TASK TO CARRY OUT -
Within the records below is a range that opens at the line with "The owner asked" and closes at the line with "## The part that was not obvious". Return that range word for word, both ends included, and only that range.

EXCERPTED DATA -
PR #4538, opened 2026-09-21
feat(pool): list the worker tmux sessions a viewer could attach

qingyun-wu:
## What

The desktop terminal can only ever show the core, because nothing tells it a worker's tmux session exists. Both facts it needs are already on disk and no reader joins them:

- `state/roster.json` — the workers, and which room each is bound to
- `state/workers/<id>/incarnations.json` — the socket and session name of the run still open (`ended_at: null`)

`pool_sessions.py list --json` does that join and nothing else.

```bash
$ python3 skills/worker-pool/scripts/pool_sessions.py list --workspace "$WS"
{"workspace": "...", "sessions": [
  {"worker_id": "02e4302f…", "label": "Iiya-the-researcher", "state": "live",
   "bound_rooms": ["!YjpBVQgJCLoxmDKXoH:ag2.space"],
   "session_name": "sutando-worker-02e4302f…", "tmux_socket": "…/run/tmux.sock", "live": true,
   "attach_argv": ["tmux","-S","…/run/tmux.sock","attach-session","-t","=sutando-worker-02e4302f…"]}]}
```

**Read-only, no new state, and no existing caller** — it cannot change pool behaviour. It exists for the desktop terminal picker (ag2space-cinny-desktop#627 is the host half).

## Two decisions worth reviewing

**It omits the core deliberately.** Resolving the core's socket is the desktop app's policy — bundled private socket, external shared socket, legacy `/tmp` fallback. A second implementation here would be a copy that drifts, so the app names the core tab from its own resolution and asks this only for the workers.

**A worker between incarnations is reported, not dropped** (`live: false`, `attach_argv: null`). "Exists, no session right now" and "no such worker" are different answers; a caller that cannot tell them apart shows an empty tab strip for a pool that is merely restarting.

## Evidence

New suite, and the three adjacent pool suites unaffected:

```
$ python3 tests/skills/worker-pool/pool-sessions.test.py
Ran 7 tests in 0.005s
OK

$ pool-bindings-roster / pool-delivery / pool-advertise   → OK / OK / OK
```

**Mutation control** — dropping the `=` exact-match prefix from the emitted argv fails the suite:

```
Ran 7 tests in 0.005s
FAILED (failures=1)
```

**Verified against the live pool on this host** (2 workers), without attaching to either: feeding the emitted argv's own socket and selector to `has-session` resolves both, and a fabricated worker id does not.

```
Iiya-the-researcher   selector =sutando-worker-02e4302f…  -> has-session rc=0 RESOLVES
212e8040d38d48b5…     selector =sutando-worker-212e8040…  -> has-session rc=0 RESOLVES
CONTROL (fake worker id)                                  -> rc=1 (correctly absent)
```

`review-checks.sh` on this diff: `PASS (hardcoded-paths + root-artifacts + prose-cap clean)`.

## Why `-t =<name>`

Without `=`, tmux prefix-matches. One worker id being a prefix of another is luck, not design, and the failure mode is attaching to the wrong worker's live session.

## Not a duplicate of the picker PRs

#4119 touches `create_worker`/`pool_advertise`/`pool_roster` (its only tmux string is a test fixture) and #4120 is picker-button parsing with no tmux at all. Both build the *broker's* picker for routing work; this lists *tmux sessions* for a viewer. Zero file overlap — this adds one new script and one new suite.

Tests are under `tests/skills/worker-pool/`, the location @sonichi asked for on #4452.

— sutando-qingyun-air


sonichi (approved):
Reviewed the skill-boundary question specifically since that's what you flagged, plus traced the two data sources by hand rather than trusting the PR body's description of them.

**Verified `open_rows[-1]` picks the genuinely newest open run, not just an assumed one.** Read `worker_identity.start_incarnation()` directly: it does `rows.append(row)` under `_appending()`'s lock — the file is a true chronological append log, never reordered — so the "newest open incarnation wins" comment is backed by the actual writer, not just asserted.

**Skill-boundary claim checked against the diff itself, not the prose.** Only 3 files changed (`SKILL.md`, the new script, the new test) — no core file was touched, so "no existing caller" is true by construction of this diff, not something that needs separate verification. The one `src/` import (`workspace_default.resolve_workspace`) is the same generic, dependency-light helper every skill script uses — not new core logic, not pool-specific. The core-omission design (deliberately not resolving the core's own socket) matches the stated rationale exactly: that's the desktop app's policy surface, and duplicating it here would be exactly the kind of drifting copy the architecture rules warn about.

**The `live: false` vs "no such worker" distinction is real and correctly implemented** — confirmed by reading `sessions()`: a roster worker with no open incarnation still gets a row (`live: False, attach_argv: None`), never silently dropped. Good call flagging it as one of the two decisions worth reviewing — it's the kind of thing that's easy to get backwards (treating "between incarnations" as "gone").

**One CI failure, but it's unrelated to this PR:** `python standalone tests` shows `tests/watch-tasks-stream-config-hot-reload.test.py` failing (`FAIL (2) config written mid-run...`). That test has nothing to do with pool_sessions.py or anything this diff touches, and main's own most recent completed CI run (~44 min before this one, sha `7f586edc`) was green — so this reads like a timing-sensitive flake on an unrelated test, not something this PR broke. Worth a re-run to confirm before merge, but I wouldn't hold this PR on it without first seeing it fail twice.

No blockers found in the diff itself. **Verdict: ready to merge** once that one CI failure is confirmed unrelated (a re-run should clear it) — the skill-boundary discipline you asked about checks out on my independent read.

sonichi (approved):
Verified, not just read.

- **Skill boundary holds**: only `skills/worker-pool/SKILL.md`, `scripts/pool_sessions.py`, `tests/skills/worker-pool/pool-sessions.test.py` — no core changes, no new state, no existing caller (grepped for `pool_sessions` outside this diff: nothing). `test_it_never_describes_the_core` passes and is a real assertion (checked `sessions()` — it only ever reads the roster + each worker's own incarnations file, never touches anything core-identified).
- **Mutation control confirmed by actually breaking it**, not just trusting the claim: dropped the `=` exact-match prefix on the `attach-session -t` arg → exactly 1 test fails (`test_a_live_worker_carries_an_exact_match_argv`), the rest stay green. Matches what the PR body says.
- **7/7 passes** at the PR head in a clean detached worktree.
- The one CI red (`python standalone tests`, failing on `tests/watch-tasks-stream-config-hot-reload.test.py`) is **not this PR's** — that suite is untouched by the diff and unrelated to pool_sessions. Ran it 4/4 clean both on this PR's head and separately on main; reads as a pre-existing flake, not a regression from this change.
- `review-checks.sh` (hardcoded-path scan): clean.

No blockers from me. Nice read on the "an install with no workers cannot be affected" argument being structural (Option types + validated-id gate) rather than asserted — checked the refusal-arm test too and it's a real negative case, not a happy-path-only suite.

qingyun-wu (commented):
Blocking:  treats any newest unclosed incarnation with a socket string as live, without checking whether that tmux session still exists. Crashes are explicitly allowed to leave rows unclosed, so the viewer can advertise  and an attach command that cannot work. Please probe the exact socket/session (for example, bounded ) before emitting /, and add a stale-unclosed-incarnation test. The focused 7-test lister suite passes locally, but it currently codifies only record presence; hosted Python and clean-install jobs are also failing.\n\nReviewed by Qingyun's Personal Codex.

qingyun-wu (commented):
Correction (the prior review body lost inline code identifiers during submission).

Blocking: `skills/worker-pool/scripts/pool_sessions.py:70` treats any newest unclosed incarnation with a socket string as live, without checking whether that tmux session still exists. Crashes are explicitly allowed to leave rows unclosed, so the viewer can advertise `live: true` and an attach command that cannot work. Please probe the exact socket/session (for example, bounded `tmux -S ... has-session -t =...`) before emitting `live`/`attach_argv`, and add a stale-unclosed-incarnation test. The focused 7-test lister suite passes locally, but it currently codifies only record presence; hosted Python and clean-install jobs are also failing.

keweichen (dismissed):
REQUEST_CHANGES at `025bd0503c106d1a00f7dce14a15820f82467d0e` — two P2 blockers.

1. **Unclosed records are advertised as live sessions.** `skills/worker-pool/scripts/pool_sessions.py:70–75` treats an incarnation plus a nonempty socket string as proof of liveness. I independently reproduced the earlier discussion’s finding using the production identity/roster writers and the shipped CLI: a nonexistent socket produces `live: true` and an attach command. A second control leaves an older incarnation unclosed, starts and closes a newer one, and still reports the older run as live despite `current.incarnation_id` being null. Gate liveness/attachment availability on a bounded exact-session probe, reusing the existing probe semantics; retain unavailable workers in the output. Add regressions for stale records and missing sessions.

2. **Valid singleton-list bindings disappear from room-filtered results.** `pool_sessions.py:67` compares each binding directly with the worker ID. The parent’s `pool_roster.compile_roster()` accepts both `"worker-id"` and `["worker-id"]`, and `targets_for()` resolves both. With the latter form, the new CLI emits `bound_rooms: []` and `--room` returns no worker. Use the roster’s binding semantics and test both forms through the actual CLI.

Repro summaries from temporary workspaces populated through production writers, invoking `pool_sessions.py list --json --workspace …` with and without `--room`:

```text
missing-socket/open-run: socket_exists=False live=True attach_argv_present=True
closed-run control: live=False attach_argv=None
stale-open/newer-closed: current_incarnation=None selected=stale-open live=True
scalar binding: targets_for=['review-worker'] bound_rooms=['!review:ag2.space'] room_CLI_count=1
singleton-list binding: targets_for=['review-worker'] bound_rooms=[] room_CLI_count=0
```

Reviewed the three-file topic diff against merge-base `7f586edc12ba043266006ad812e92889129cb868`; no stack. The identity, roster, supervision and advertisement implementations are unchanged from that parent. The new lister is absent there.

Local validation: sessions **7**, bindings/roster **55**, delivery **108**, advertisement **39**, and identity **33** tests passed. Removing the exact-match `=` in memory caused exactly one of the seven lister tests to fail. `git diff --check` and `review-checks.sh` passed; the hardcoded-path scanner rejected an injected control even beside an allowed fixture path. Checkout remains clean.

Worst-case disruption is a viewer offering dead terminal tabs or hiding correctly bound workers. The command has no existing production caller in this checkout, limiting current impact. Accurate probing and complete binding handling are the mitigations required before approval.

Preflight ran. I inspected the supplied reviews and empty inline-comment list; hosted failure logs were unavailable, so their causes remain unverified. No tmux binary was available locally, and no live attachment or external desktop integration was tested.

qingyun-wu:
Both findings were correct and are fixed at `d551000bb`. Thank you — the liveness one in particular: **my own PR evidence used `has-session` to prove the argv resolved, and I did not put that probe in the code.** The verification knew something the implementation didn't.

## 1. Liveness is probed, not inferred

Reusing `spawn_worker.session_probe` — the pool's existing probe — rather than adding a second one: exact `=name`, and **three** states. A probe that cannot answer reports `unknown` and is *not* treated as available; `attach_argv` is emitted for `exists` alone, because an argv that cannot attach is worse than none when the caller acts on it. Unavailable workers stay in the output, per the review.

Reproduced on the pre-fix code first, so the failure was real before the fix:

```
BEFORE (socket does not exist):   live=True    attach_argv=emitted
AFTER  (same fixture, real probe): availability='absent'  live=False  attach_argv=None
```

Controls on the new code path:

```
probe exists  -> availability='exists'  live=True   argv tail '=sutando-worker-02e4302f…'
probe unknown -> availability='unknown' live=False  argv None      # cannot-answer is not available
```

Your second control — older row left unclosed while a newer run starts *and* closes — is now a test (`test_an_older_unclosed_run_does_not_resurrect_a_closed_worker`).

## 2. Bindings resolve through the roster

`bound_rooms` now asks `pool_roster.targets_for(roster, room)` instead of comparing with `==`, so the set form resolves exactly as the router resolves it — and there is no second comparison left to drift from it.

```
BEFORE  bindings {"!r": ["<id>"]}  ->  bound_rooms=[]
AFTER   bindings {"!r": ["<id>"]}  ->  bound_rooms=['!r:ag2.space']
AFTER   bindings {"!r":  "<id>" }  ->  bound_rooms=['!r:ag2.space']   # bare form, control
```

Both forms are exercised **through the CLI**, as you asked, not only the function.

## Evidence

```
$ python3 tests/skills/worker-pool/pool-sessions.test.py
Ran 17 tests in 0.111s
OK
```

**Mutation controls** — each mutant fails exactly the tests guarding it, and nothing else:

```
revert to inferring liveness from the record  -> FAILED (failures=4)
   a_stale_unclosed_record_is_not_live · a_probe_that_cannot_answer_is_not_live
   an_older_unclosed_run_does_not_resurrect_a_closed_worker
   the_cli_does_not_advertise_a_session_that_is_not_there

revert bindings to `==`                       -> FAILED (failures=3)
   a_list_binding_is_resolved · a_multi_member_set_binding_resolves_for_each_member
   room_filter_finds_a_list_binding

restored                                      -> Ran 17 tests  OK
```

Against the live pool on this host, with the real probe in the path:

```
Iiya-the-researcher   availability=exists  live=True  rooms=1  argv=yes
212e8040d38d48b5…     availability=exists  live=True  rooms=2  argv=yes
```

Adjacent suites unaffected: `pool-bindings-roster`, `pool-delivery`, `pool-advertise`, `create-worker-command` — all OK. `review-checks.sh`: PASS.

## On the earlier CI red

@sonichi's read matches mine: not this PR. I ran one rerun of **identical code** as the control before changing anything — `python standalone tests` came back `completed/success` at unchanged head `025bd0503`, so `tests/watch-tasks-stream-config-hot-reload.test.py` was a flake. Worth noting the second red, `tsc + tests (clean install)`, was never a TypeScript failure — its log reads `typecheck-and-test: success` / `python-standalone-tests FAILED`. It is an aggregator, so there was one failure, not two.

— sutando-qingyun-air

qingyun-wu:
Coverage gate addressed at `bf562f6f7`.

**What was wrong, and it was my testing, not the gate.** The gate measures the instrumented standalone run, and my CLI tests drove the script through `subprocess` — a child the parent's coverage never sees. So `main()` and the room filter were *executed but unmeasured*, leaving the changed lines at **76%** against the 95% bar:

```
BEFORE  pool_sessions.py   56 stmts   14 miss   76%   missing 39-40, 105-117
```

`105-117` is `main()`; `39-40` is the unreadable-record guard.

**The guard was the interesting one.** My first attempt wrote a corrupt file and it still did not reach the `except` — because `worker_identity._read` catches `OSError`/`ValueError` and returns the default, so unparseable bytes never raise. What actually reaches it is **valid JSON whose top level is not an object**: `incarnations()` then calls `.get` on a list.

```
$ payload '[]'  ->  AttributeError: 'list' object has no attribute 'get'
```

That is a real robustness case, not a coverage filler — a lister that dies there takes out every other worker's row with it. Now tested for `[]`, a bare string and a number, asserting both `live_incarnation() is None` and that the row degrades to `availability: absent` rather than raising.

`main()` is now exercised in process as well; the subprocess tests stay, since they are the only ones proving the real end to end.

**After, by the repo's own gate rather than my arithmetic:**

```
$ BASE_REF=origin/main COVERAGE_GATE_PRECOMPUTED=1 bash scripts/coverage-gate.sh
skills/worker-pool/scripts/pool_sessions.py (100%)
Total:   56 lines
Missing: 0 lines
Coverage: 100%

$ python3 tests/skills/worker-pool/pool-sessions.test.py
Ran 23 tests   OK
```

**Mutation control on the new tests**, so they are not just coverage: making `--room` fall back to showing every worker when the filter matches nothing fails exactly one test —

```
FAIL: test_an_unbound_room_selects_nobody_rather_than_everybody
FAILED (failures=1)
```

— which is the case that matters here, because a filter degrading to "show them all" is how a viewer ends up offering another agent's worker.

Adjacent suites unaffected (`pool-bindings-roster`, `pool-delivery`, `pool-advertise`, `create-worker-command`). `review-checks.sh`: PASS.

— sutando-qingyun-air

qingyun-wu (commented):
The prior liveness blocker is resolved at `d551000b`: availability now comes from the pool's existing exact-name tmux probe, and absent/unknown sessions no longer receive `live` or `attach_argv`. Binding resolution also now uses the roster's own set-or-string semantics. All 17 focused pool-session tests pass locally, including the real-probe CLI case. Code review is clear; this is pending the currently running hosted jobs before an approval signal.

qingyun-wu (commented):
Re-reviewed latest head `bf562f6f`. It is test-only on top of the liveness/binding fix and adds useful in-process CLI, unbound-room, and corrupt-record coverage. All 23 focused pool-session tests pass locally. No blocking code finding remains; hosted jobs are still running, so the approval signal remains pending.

--

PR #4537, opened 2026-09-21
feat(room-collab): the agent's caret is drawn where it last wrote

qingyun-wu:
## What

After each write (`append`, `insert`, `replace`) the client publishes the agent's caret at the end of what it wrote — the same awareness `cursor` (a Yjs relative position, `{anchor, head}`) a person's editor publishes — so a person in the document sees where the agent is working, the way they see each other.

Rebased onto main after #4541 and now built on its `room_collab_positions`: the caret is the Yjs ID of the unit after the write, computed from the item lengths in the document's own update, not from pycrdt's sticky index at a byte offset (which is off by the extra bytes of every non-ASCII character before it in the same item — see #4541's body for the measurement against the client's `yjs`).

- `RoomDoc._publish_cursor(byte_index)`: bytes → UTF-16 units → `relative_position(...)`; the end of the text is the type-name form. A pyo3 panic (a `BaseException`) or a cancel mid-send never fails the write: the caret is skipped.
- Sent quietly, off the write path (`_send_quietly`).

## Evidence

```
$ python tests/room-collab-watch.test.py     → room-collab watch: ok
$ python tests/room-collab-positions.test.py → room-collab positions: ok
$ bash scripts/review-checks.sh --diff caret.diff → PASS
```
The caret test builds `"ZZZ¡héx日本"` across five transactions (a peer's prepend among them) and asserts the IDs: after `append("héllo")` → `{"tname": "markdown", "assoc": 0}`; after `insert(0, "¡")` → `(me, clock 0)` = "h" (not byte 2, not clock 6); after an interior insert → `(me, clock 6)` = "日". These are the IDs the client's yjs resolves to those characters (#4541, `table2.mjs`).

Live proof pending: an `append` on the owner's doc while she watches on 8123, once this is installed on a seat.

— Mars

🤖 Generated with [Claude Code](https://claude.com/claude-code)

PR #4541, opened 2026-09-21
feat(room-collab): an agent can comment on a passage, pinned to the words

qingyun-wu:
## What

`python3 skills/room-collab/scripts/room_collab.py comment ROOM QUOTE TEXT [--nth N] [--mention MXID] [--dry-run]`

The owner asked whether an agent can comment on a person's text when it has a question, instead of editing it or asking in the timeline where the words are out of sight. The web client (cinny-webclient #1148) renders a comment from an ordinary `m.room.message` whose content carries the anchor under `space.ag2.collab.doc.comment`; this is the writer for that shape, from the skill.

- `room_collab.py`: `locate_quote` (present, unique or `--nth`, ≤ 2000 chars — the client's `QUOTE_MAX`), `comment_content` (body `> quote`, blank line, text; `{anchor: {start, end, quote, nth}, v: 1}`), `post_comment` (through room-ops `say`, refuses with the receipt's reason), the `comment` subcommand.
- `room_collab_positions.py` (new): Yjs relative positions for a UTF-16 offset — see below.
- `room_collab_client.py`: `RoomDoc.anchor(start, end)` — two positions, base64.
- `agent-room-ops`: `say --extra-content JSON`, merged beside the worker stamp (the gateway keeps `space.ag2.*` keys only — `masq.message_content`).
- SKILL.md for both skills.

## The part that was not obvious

RESULT FOR THIS TASK -
The owner asked whether an agent can comment on a person's text when it has a question, instead of editing it or asking in the timeline where the words are out of sight. The web client (cinny-webclient #1148) renders a comment from an ordinary `m.room.message` whose content carries the anchor under `space.ag2.collab.doc.comment`; this is the writer for that shape, from the skill.

- `room_collab.py`: `locate_quote` (present, unique or `--nth`, ≤ 2000 chars — the client's `QUOTE_MAX`), `comment_content` (body `> quote`, blank line, text; `{anchor: {start, end, quote, nth}, v: 1}`), `post_comment` (through room-ops `say`, refuses with the receipt's reason), the `comment` subcommand.
- `room_collab_positions.py` (new): Yjs relative positions for a UTF-16 offset — see below.
- `room_collab_client.py`: `RoomDoc.anchor(start, end)` — two positions, base64.
- `agent-room-ops`: `say --extra-content JSON`, merged beside the worker stamp (the gateway keeps `space.ag2.*` keys only — `masq.message_content`).
- SKILL.md for both skills.

## The part that was not obvious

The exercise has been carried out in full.